Figure 6a demonstrates the efficiencies of the titanium–bromine flow battery using CF@GF as the cathode. At a current density of 30 mA/cm2, the assembled battery continuously ran for more than 300 cycles with a Coulombic efficiency of more than 97% and an energy efficiency of approximately 80%. As the current density increased from 20 to 80 mA/cm2, the Coulombic efficiency of the battery increased from 96 to 99%, which is mainly due to the limited crossover of Br2. However, the voltage efficiency decreased from 82 to 72%, which is due to the intensified ohmic and electrochemical polarization. Figure 6c demonstrates a trend of capacity decay during a cycle, particularly in the early stage, which is mainly due to the damage to the graphite structure when bromine was extracted from the graphite at high potential. In this regard, the Raman spectra of graphite after cycling show that the D-band intensity increased with the cycling, indicating the increase in defects in graphite. In addition, XRD showed that with the increase in cycling, the diffraction peak of graphite shifted to a low angle, indicating that the interlayer spacing increased (Fig. S8). Therefore, the complete structure of graphite is essential for exploiting the capacity in the second plateau. Upon loading defect-rich graphite onto carbon felt as the cathode, such as fluorinated graphite or FSN-2, the second charge–discharge plateau was not even fully observable (Fig. S9).

Fig. 6
figure 6

a Efficiencies of the flow battery at 30 mA/cm2 using CF@GF as the cathode. The electrolyte was 0.5 mol/L HBr + 0.5 mol/L Ti(SO4)2 + 2 mol/L H2SO4 + 0.05 mol/L MEP. b Efficiencies at different current densities of the flow battery using CF@GF as the cathode. c Capacity retention of the flow battery during cycling. d Raman spectra of the graphite after different cyclings.

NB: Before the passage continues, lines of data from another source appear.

Issue #761, opened 2022-07-30
Improve error handling when a request fails due to the persistent connection being expired 


timabbott:
Some networks drop long-lived inactive TCP connections, which can lead to connection errors when using the Zulip API bindings for some persistent jobs. We should ideally either enable a keep-alive, or perhaps a transparent retry for this class of connection error.

See https://github.com/zulip/zulip/commit/ff647dff03f178c329240c0e938d3fff8fbc5ab0 for an example.

ryansong13:
Hi @timabbott, I'm a first time contributor and I was wondering if this is this bug still open. If so, do you think it would be a good first bug to handle?

Beanpen:
@zulipbot claim

zulipbot:
Welcome to Zulip, @Beanpen! We just sent you an invite to collaborate on this repository at https://github.com/zulip/python-zulip-api/invitations. Please accept this invite in order to claim this issue and begin a fun, rewarding experience contributing to Zulip!

Here's some tips to get you off to a good start:

- Join me on the [Zulip developers' server](https://chat.zulip.org), to get help, chat about this issue, and meet the other developers.
- [Unwatch this repository](https://help.github.com/articles/unwatching-repositories/), so that you don't get 100 emails a day.

As you work on this issue, you'll also want to refer to the [Zulip code contribution guide](https://zulip.readthedocs.io/en/latest/contributing/index.html), as well as the rest of the developer documentation on that site.

See you on the other side (that is, the pull request side)!

Beanpen:
Hi @timabbott I wonder if you mean to remove all the alias of "client = zulip.Client(...)" and instead directly call "zulip.Client(...)" in all files. Thank you!

zulipbot:
@Beanpen We noticed that you have not made any updates to this issue or linked PRs for 10 days. Please comment here if you are still actively working on it. Otherwise, we'd appreciate a quick `@zulipbot abandon` comment so that someone else can claim this issue and continue from where you left off.

If we don't hear back, you will be automatically unassigned in 4 days. Thanks!

ryansong13:
@zulipbot claim

zulipbot:
Welcome to Zulip, @ryansong13! We just sent you an invite to collaborate on this repository at https://github.com/zulip/python-zulip-api/invitations. Please accept this invite in order to claim this issue and begin a fun, rewarding experience contributing to Zulip!

Here's some tips to get you off to a good start:

[...]

PR #819, opened 2024-01-05
bridge_with_slack: Do not use a stale Zulip client for send_message.

rht:
This is based on https://github.com/zulip/zulip/commit/ff647dff03f178c329240c0e938d3fff8fbc5ab0, from #761.


timabbott:
Seems reasonable, let's just make sure to come back to this when we fix #761.

PR #828, opened 2024-08-13
zmirror: Drop empty zulip messages.

alexmv:
Zulip will reject sending these, so there is no need to construct them.


timabbott:
Merged, thanks @alexmv!

PR #838, opened 2024-11-21
bots: Rename BotHandler to AbstractBotHandler.

### LINKED ISSUE #690: Rename BotHandler to AbstractBotHandler.
To prevent confusion about its usage. To cement the fact that it is an abstract class used only for typing annotation purpose.
See discussion at https://chat.zulip.org/#narrow/stream/127-integrations/topic/deploying.20bots.20on.20heroku.3F.3F.3F.20--.20BotHandler.

Still need discussion: whether we should additionally use `NotImplementedError` instead of `...` to proactively tell the library users if they accidentally use the class.

Niloth-p:
Fixes #690.

### DIFF
--- a/packaged_helloworld/packaged_helloworld/packaged_helloworld.py
+++ b/packaged_helloworld/packaged_helloworld/packaged_helloworld.py
@@ -2,7 +2,7 @@
 from typing import Any, Dict
 
 import packaged_helloworld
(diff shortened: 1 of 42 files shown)


timabbott:
Merged, thanks @Niloth-p! (CI failure is present in `main`).

PR #839, opened 2024-11-21
fix: importlib-metadata as a dependency on Python>=3.10

hr1shu:
### Issue Summary
The zulip_bots package attempts to import importlib_metadata regardless of the Python version, even though importlib-metadata is not listed as a dependency in the package. This leads to an ImportError on Python versions >= 3.10, where importlib.metadata is included in the standard library, but the fallback to importlib_metadata is still attempted.

### Root Cause
The error occurs because the code in zulip_bots does not correctly handle the conditional import for importlib-metadata vs. the standard library's importlib.metadata. The setup.py configuration ensures the dependency is installed only for Python < 3.10, but the runtime code doesn't account for the difference in module naming.

### Solution
To fix the issue, I modified the code in zulip_bots/finder.py to conditionally import the appropriate module based on the Python version.

### Testing
Verified behavior on Python 3.9 and Python 3.10+ environments:
Python >= 3.10: Uses importlib.metadata.
Python < 3.10: Falls back to importlib_metadata.
Added unit tests to validate both paths with mock objects.

### Impact
This fix ensures that:

The package correctly resolves metadata imports regardless of Python version.
Dependencies are installed appropriately based on the Python version.

### DIFF
--- a/zulip_bots/zulip_bots/finder.py
+++ b/zulip_bots/zulip_bots/finder.py
@@ -2,13 +2,17 @@ import importlib
 import importlib.abc
 import importlib.util
 import os
+import sys
 from pathlib import Path
 from types import ModuleType
 from typing import Any, Optional, Tuple
 
 current_dir = os.path.dirname(os.path.abspath(__file__))
 
-import importlib_metadata as metadata
+if sys.version_info >= (3, 10):
+    from importlib.metadata import metadata  # Python 3.10+ standard library
+else:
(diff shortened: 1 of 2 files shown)


hr1shu:
Hi @timabbott, although the fix is done and it's working fine locally, can anyone help me understand why checks are failing?

timabbott:
Closing as this was fixed in a56304dc3e29efeab2ce28ef73d903b9d16a7108; @Niloth-p FYI.

PR #845, opened 2024-12-19
Added a hash to the end of the feed_file

anon1a7d:
This allows for more than one feed per domain name (netloc). Previously, only a single feed could be associated with a domain name as the feed_file kept in the cache (data-dir) was simply the domain name (netloc). Using shake128, added an 8 digit hash (4 bytes in hex) of the full URL to the end of the feed_file name.

Now can support `https://example.com/site_one/feed.rss` and `https://example.com/site_two/feed.rss`, etc.

The files in the data-dir for these two URLs will be as follows.
```
example.com-7778e2bd
example.com-52cfce4c
```

**How did you test this PR?**

Ran the modified code manually from a tmp environment (including a unique data-dir). Confirmed cached feed_files were as expected. Messages successfully sent to test stream under proper topics.

### DIFF
--- a/zulip/integrations/rss/rss-bot
+++ b/zulip/integrations/rss/rss-bot
@@ -209,7 +209,8 @@ client: zulip.Client = zulip.Client(
 first_message = True
 
 for feed_url in feed_urls:
-    feed_file = os.path.join(opts.data_dir, urllib.parse.urlparse(feed_url).netloc)  # Type: str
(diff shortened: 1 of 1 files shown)


anon1a7d:
> Is there an issue this PR is solving? Please link it if so.

There is not. It's something I noticed when I tried to use rss-bot to pull in two different feeds from a single domain.

timabbott:
@Niloth-p can you review this?

Issue #847, opened 2025-01-02
Update the Google Calendar integration


Niloth-p:
The `oauth2client` library used in the `google-calendar` [integration scripts](https://github.com/zulip/python-zulip-api/blob/main/zulip/integrations/google/) has become deprecated. So, the script needs to be updated, to replace `oauth2client` with other libraries that Google is now using.

Refer to the quickstart example in the [Google docs](https://developers.google.com/calendar/api/quickstart/python) for what to use in the place of `oauth2client`.

Make sure that you update [`requirements.txt`](https://github.com/zulip/python-zulip-api/blob/main/zulip/integrations/google/requirements.txt).

**Set Up:**
Refer to [this integration doc](https://zulip.com/integrations/doc/google-calendar#configuration-options) for instructions to set up the integration. It's currently in the process of being updated as part of [this PR](https://github.com/zulip/zulip/pull/32783), so until then you could refer to a screenshot of the updated version in that PR description.

**Bonus tasks:**
It would be nice to clean up the scripts as part of this.
And add a conventional example screenshot to the integration doc.

**References:**
For more on integrations, refer to these docs - [Integrations Overview](https://zulip.com/api/integrations-overview), and [Non-webhook integrations](https://zulip.com/api/non-webhook-integrations).

Niloth-p:
@zulipbot add "good first issue" "help wanted" "bug"

vats004:
@zulipbot claim

zulipbot:
Welcome to Zulip, @vats004! We just sent you an invite to collaborate on this repository at https://github.com/zulip/python-zulip-api/invitations. Please accept this invite in order to claim this issue and begin a fun, rewarding experience contributing to Zulip!

Here's some tips to get you off to a good start:

- Join me on the [Zulip developers' server](https://chat.zulip.org), to get help, chat about this issue, and meet the other developers.
- [Unwatch this repository](https://help.github.com/articles/unwatching-repositories/), so that you don't get 100 emails a day.

As you work on this issue, you'll also want to refer to the [Zulip code contribution guide](https://zulip.readthedocs.io/en/latest/contributing/index.html), as well as the rest of the developer documentation on that site.

See you on the other side (that is, the pull request side)!

theofficialvedantjoshi:
@octocamocoder47 Can I still contribute to this issue?

Niloth-p:
@theofficialvedantjoshi - Yes, the issue is still open.
[...]

PR #850, opened 2025-01-08
zulip-integrations: Update google oauth and reminders for google calendar integration.

theofficialvedantjoshi:
The `oauth2client` library used in the google-calendar [integration scripts](https://github.com/zulip/python-zulip-api/blob/main/zulip/integrations/google/) has become deprecated. This PR updates the script to replace `oauth2client` with other libraries that Google is now using, specifically `google-auth-httplib2` and `google-auth-oauthlib`.

Fixes: #847 

**How did you test this PR?**

- Generated a `client_secret.json` file from a test Google Cloud application that uses the calendar API.
- Verified the authentication process and the creation of `google-credentials.json` in the home directory.
- Tested each flag in the argument parser by specifying the hostname and port.
- Tested the no-local-sever-auth flow in the console after obtaining an authentication code from my application's redirect URL.

<details>
<summary>Self-review checklist</summary>

- [x] [Self-reviewed](https://zulip.readthedocs.io/en/latest/contributing/code-reviewing.html#how-to-review-code) the changes for clarity and maintainability
      (variable names, code reuse, readability, etc.).

Communicate decisions, questions, and potential concerns.

- [x] Explains differences from previous plans (e.g., issue description).
- [ ] Highlights technical choices and bugs encountered.
- [ ] Calls out remaining decisions and concerns.
- [ ] Automated tests verify logic where appropriate.

Individual commits are ready for review (see [commit discipline](https://zulip.readthedocs.io/en/latest/contributing/commit-discipline.html)).

- [x] Each commit is a coherent idea.
- [x] Commit message(s) explain reasoning and motivation for changes.

Completed manual review and testing of the following:

- [x] Visual appearance of the changes.
- [x] Responsiveness and internationalization.
- [x] Strings and tooltips.
- [ ] End-to-end functionality of buttons, interactions and flows.
- [x] Corner cases, error conditions, and easily imagined bugs.
</details>


theofficialvedantjoshi:
@Niloth-p review. 
All the mypy tests pass when I run them locally.
image

theofficialvedantjoshi:
@timabbott could you please review this PR?

alya:
@Niloth-p It would be great to get your review on this one.

theofficialvedantjoshi:
@Niloth-p any updates?

theofficialvedantjoshi:
@timabbott @Niloth-p anything pending in this pr?

Niloth-p:
Hi, @theofficialvedantjoshi, apologies for the delay in getting back.

Thank you for the PR!
The new libraries definitely work.
Only on testing the integration, I discovered that the integration needs dozens more fixes and clean ups, apart from the library replacement, before it's ready for use. So, I have a local branch in progress, but it's unfortunately taking longer than expected, due to other priorities. I'll be absorbing this PR as part of that and give you co-author credits for this commit.

If you're interested in working more on this integration, it would be helpful if you could help improve the message being generated, by adding separate commit(s) on top of this PR. Here are some ways we can improve the message:

1. Adding more details to the messages generated would be essential. It currently just sends `<event_name> starts at <time>`, that's it. We need to be adding more details to make the integration up to par with all the other notification modes, by using the below fields that Google Calendar provides:
	- the event description
	- the `htmlLink` - to the event in the Google Calendar Web UI
	- time the event ends
	- additional info fields when present - formatted into a sentence (Use other Google Calendar notifications for inspiration):
		- `status`
		- `location`
		- `eventType`
		- `hangoutLink`
		- `organizer.displayName` (if `organizer.self` is not set, i.e., the organizer is not the owner of the calendar)
2. The script currently sends reminders only x minutes before, and x applies to all events. But, Google Calendar has a property `reminders.overrides.minutes` that tracks the duration before which the user has requested a notification for. This needs to be used whenever available.
3. The script sends reminders on every single event. Google Calendar supports `reminders.overrides` to turn off notifications for particular events. We should too.
4. Events without a title do not get a notification currently. It should instead create events with the title as "(No title)", like Google Calendar typically does.

theofficialvedantjoshi:
Hi @Niloth-p, thanks for the review.

I am interested in working more on this integration. I'll set things up locally and add the features mentioned above.
Will keep updating this thread if I have any doubts.

Niloth-p:
Glad to hear that.
Questions like these are better discussed and answered in https://chat.zulip.org/.

Contributions to this repo do count as much as any other Zulip repo.
But, have you taken a look at [the proposed project ideas](https://zulip.readthedocs.io/en/latest/outreach/gsoc.html)? In general, it would help to have some contributions in the same part of the codebase as the project you plan to propose for.

Though I anticipate being involved with any GSoC contributors working on Zulip integrations, and the set of integrations here in this repo could do with a lot of improvements, the priorities of GSoC contributions and project proposals is not my domain, the [GSoC channel](https://chat.zulip.org/#narrow/channel/14-GSoC) is a much better place to get info regarding that.

theofficialvedantjoshi:
Added the following details to the reminder messages being sent:

- time interval
- `status`
- `location`
- `hangoutLink`
- `organizer.displayName` (if `organizer.self` is not set, i.e., the organizer is not the owner of the calendar)
- `htmlLink`

image
image

theofficialvedantjoshi:
Will be working on features related to `reminder.overrides` next.

theofficialvedantjoshi:
Fixed reminder logic to respect Google Calendar's `reminders.overrides`

- Implemented event-specific reminder times by leveraging `reminders.overrides.minutes` when available.
- Added support for `reminders.useDefault`, pulling default calendar reminders if event overrides are absent.
- Introduced an `--override` option to force a uniform reminder time for all events.
- Modified event handling to prevent reminders for past events.
- Optimized event processing by sorting and iterating based on reminder time.

theofficialvedantjoshi:
@Niloth-p @alya could you please review the updated code?

alya:
@Niloth-p Tagging for your review, but I'm not following the details here, so please feel free to change the status on this PR if needed.

theofficialvedantjoshi:
@Niloth-p any updates?

zulip/integrations/google/google-calendar
```diff
@@ -40,13 +40,14 @@ class Event(TypedDict):
     description: str
     organizer: str
     hangout_link: str
+    reminder: int
```
Niloth-p, line 43: Let's add a comment explaining this field here.

zulip/integrations/google/google-calendar
```diff
@@ -40,13 +40,14 @@ class Event(TypedDict):
...
 
 
 # Our cached view of the calendar, updated periodically.
 events: List[Event] = []
 
-# Unique keys for events we've already sent, so we don't remind twice.
-sent: Set[Tuple[int, datetime.datetime]] = set()
+# Unique keys for reminders we've already sent, so we don't remind twice.
+sent: Set[Tuple[int, datetime.datetime, int]] = set()
```
Niloth-p, line 50: How about instead of adding a separate reminder field, we actually switch the start_time field in the tuple to instead use the reminder_time?

zulip/integrations/google/google-calendar
```diff
@@ -73,12 +74,11 @@ google-calendar --calendar calendarID@example.calendar.google.com
 
 
 parser.add_argument(
-    "--interval",
```
Niloth-p, line 65: Let's not change this.
This is not meant to be an override, this is the default value for the interval we're going to be using.
This shouldn't be a required argument, but an optional one with the default value as 30 mins.

zulip/integrations/google/google-calendar
```diff
@@ -125,13 +125,12 @@ def get_credentials() -> Credentials:
...
     service = build("calendar", "v3", credentials=creds)
-    now = datetime.datetime.now(pytz.utc).isoformat()
     feed = (
         service.events()
         .list(
             calendarId=options.calendarID,
-            timeMin=now,
-            maxResults=5,
+            timeMin=datetime.datetime.now(pytz.utc).isoformat(),
+            timeMax=datetime.datetime.now(pytz.utc).isoformat().split("T")[0] + "T23:59:59Z",
```
Niloth-p, line 133: `maxResults=5` is definitely restricting and needs to be updated for the new algorithm, but I'm not sure we want to pick only events for the same day.
For example, what if the user wants to send reminders like "7 days to go!", "3 days to go", etc. We should be able to support those too.
So, I'm not yet sure what we can do here, to avoid fetching too many events every single call, especially since we do `events.clear()` each time.

There are other options like not clearing our cache, and getting notifications from Google, on the calendar being updated instead. But again, I haven't looked into the feasibility of it, and whether that's necessary or optimal. And that would warrant more commits.

zulip/integrations/google/google-calendar
```diff
@@ -162,6 +161,9 @@ def populate_events() -> Optional[None]:
             # of the tzinfo base class.
             start = calendar_timezone.localize(start_naive)
             end = calendar_timezone.localize(end_naive)
+        now = datetime.datetime.now(tz=start.tzinfo)
+        if start < now:
```
Niloth-p, line 165: Not sure why this is required.
We're using `timeMin = now`, so why would start be < now?

zulip/integrations/google/google-calendar
```diff
@@ -176,7 +178,25 @@ def populate_events() -> Optional[None]:
             else event["organizer"].get("displayName", event["organizer"]["email"])
         )
         hangout_link = event.get("hangoutLink", "")
-        events.append(
+        reminders = event["reminders"]
+        # If the user has specified an override, we use that for all events.
```
Niloth-p, line 182: Let's actually do this instead.

Let's ignore the calendar's default reminders value.
The only value we'll use is `event["reminders"]["overrides"]["minutes"]`.

We'll use 30 mins as the default interval.
If the user wants something else, they can pass it in with --interval.

And for particular events with reminders set for x intervals, we override using the interval.

So, something like the below.
```suggestion
if event.get("reminders", {}).get("overrides"):
    for override in event["reminders"]["overrides"]:
        reminder_interval = override["minutes"]
        event["reminder"] = event["start"] - datetime.timedelta(minutes=reminder_interval)
		# Call events.append() for each override
```

Note that I'm suggesting setting `event["reminder"]` not to `event["reminders"]["overrides"]["minutes"]`, but actually the time it should be called, as a replacement for `event["start"]`.

And I know I had previously mentioned not sending notifications if it's turned off for particular events, after taking a look at the API. But, `event["reminders"]["useDefault"]` seems to return False by default, and I haven't yet figured out how to set it to True through the Google Calendar UI. So, unless there's an easy way to do that, and its commonly used (and you can figure it out), I think we can drop that, at least for now.

zulip/integrations/google/google-calendar
```diff
@@ -218,21 +240,30 @@ def event_to_message(event: Event) -> str:
...
-    now = datetime.datetime.now(tz=pytz.utc)
-
-    for event in events:
-        dt = event["start"] - now
-        if dt.days == 0 and dt.seconds < 60 * options.interval:
-            # The unique key includes the start time, because of
-            # repeating events.
-            key = (event["id"], event["start"])
+    # Sort events by the time of the reminder.
+    events.sort(
```
Niloth-p, line 246: Switching to using "reminder" instead of "start" can now simplify this to:
```suggestion
events.sort(key=lambda event: (event["reminder"]))
```

zulip/integrations/google/google-calendar
```diff
@@ -218,21 +240,30 @@ def event_to_message(event: Event) -> str:
...
+        key=lambda event: (event["start"] - datetime.timedelta(minutes=event["reminder"])),
+        reverse=True,
+    )
+    # Iterate through the events and send reminders for those whose reminder time has come or passed and remove them from the list.
+    # The instant a reminder's time is greater than the current time, we stop sending reminders and break out of the loop.
+    while len(events):
```
Niloth-p, line 252: Switching to using "reminder" instead of "start" can now simplify this to using the previous logic itself, so this section of changes wouldn't be needed.

Niloth-p (commented):
I've successfully absorbed the first 3 commits into my branch. Thanks for the work!

I haven't had the time to implement the last commit. So, I'm leaving some review comments regarding the implementation idea I have in mind.
I haven't checked for edge cases, so you'll have to build upon the suggested idea, and check for them.

zulip/integrations/google/google-calendar
theofficialvedantjoshi: Will do.

zulip/integrations/google/google-calendar
theofficialvedantjoshi: This would be better will make this change

zulip/integrations/google/google-calendar
theofficialvedantjoshi: Can you explain this argument properly? What is it supposed to signify?

zulip/integrations/google/google-calendar
theofficialvedantjoshi: We can deal with this later I guess. Will try to think of a feasible solution.

zulip/integrations/google/google-calendar
theofficialvedantjoshi: Yes makes sense will do.

zulip/integrations/google/google-calendar
theofficialvedantjoshi: Fetching events with timeMin = now also fetches events that are ongoing for some reason and we want to ignore those events since they have already started. Hence a small check to ignore these events.

Example:

- This event is ongoing:

    image

- When I print the feed of events received (`print(feed)`) I see this event popping up:

    image

Niloth-p:
Hey, thanks for adding that RefreshError commit addressing that, but that's actually not the fix for that issue. It's not the client-secret key that needs the refresh. I've added the fix for this in #856.
You could actually pull that #856 branch using `./tools/fetch-pull-request <number>`, and add your commits on top of it, and push to your own fork, and ping me, I'll update #856 with your commits when I can. That would be easier for both of us, because otherwise I would need to rebase your changes onto the PR, and there may be lots of conflicts. And it might take a while before #856 gets merged.

Also, if you're interested, could you help me add automated tests for the google calendar integration?
We should at least have tests covering the basic behavior - the tokens file being generated given a valid client secret file, and the messages being posted given event data.

theofficialvedantjoshi:
Alright, I am interested in adding automated tests Will do these once the above issues are addressed.
Just need to clarify somethings. Will I push to the branch on your fork or how does it work exactly?

theofficialvedantjoshi:
Reviewing my fix for `google.auth.exceptions.RefreshError` I understand the `client_secret` file doesn't need to be recreated instead the `google-credentials` file does. Is a valid fix just asking the user to remove the existing `google-credentials` and rerun the `get-google-credentials` ?

Niloth-p:
Both answers are already mentioned. I've added more details now.

1. "Will I push to the branch on your fork or how does it work exactly?"

> push to your own fork, and ping me

Pull the branch from #856 using the command above.
Create a new branch on top of it, and push that to your fork, and ping me here or on CZO with the link to your branch in your fork.

2. "Is a valid fix just asking the user to remove the existing google-credentials and rerun the get-google-credentials ?"

> I've added the fix for this in https://github.com/zulip/python-zulip-api/pull/856.

It's part of [this commit](https://github.com/zulip/python-zulip-api/pull/856/commits/445ee9b8c9e78d7f94d45fa496ea47bf799c135e).

3. Also, the tests would actually help both our changes get merged faster, because they'd require a less thorough review. Just letting you know about their relative importance, over adding more commits with fixes.
4. Feel free to review #856 too. It would definitely help to have another pair of eyes take a look, and check for any overlooked edge cases. But just make sure that you've gone through all the commits, commit messages, and the PR description before you raise any concerns, to ensure that they have not already been addressed somewhere.

theofficialvedantjoshi:
I have added the reminder logic to #856 # in my [branch](https://github.com/theofficialvedantjoshi/python-zulip-api/tree/review-original-856) keeping in mind the above resolutions. 

To clarify 

> But, event["reminders"]["useDefault"] seems to return False by default, and I haven't yet figured out how to set it to True through the Google Calendar UI.

There is a way to change the default by going into calendar settings and changing the Event notifications. In my original commit I had changed this default and tested this scenario.

image

Please review my changes and let me know what else needs to added. Also I still do not understand the point of `--interval` if we fetch reminders directly from the calendar why would we ever use `--interval`.

theofficialvedantjoshi:
@Niloth-p 
I have created automated tests to test the `get-google-credentials` logic - [commit](https://github.com/theofficialvedantjoshi/python-zulip-api/commit/faaa7a59ecc93a3f002964b4c0e84c4a8ca15574)

This test includes the following flows:
- Getting credentials provided a tokens file with valid credentials.
- Getting credentials provided expired credentials that must be refreshed.
- Getting credentials when there is no valid tokens file and the user must authenticate with local server.

Do review the code and let me know if any structural changes have to made in the way tests are written.
I will proceed to write tests for the main integration with mock event data.

theofficialvedantjoshi:
Thanks for the review.

Update:

- The bug fix and linting commit have been squashed.
- I had a `google-tokens.json` generated when I ran the code previously however when I ran the code after a couple of days with the same tokens the `creds.refresh(Request())` raised a refresh error so I had to delete the tokens and generate new ones from the script.
- Have removed docstrings and used minimal comments.
- Older commits had fixed intermediate variables.
- Can you elaborate on the tests? Mock credentials will be used to test the main message logic in `google-calendar`. To test the generation of credentials I had created mock tokens and client secrets. I will add the running of tests on running the `get-google-credentials` directly. Also could you elaborate what scenarios would require to be tested in the `google-calendar`. Should I create a dummy events payload and add that as a fixture to test different cases?

PR #903, opened 2026-02-18
chore: remove unused images from EncryptBot

RoyalOughtness:
This removes unused images from EncryptBot that take up about 1MB of space in the bundled library.


RoyalOughtness:
Closing in favor of excluding all of these from the project

PR #254, opened 2018-02-21
fix(index): use `path.posix` for platform consistency

### LINKED ISSUE #251: [v1.1.8] paths are broken on Windows
Using ElectronJS with latest webpack; after updating to file-loader 1.1.8 fonts no longer load (404).

Going back to 1.1.7 fixes the issue. [This](https://github.com/IAmPicard/StarTrekTimelinesSpreadsheet) is the repo (but it's far form minimal, sorry); let me know what information I can provide to help you narrow it down.

```
{
	test: /\.(eot|svg|ttf|woff|woff2)$/,
	use: [{ loader: 'file-loader?name=font/[name]__[hash:base64:5].[ext]' }],
	include: defaultInclude
}
```

michael-ciniawsky:
### `Issues`

- Fixes #251 

### `Notable Changes`

Use `path.posix` instead of `path` to avoid platform specifics of the `path` module to keep paths consistent

### `Dependants`

- #253  (Ideally lands before this PR)

### DIFF
--- a/src/index.js
+++ b/src/index.js
@@ -24,7 +24,7 @@ export default function loader(content) {
     if (typeof options.outputPath === 'function') {
       outputPath = options.outputPath(url);
     } else {
-      outputPath = path.join(options.outputPath, url);
+      outputPath = path.posix.join(options.outputPath, url);
     }
   }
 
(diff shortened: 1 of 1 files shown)


garygreen:
Is it possible to have some tests for this? It's frustrating to have these kind of regressions on Windows, having tests would of avoided this. I'm a total webpack noob so not sure how you would go about testing it but would be cool if there was! 😄

evilebottnawi:
@garygreen tests already exist when we run CI on window `continuous-integration/appveyor/pr`, but something wrong with CI right now, in near future we fix this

The graphite was scraped from the CF@GF electrode after battery cycling

Full size image

Conclusion

In summary, a novel two-electron transfer reaction based on Br intercalation was developed and used in a bromine-based flow battery. In strongly acidic electrolytes, Br+ can intercalate into graphite to form Br–GIC with a redox potential of 0.5 V vs. Br/Br2, and the extent of the reaction is closely related to the integrity of the graphite structure. Different from that of Br/Br2 in an electrolyte, the diffusion rate of Br intercalation is suppressed as the SOC increases. As a result, using graphite-loaded carbon felt as an electrode, the charge–discharge curve demonstrates two plateaus, which achieve 65% higher energy density compared with Br/Br2. Most importantly, the assembled battery can continuously run for more than 300 cycles at 30 mA/cm2. Combined with a two-electron transfer property, excellent kinetics, and much higher redox potential, the Br intercalation/deintercalation redox couple is crucial for improving the energy density of aqueous batteries with promising application prospects.